● **Data excerpts**
PR #29131, opened 2020-11-26
Fix a bug when running on an operating system without "bash."

GeminiCarrie:
### PR types

Bug fixes

### PR changes
OPs

### Describe
replace "/bin/bash" with "/bin/sh"


chenwhql (approved):
LGTM

PR #31491, opened 2021-03-09
[ROCM] fix softmax with loss nan in HIP platform, test=develop

qili93:
### PR types

Bug fixes

### PR changes

OPs

### Describe

Fix loss nan in ROCM platform. dim size and thread size should less than 256, or will have loss nan.


GaoWei8 (approved):
LGTM for op benchamrk ci

PR #31507, opened 2021-03-09
[DO NOT MERGE] Support acl sum op

oyxuan-11:


paddle/fluid/operators/sum_op_npu.cc
```diff
@@ -0,0 +1,65 @@
...
+      x_2[i] = *x[i];
+    }
+
+    auto* out = ctx.Output<Tensor>("Out");
+
+    auto place = ctx.GetPlace();
+
+    out->mutable_data<T>(ctx.GetPlace());
+
+    auto runner = NpuOpRunner("AddN", x_2, {*out}, {});
```
liym27, line 45: Why not use "Add" according to `SumParser` ? 
https://github.com/PaddlePaddle/Paddle/blob/ascendrc/python/paddle/distributed/fleet/meta_optimizers/ascend/ascend_parser.py#L446

PR #31513, opened 2021-03-10
[Paddle-TRT] Fix engine key in trt int8 calibration

cryoco:
### PR types

Bug fixes
### PR changes

Others
### Describe

TRT serialization is affected by max_batch_size and pricision, but calibration is not. So it is necessary to set different engine key in serialization and calibration.


shangzhizhou (approved):
LGTM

● **What to work on**
Each line above with the string "ROCM" should be reported in full.

● **Solution to the exercise**
[ROCM] fix softmax with loss nan in HIP platform, test=develop
Fix loss nan in ROCM platform. dim size and thread size should less than 256, or will have loss nan.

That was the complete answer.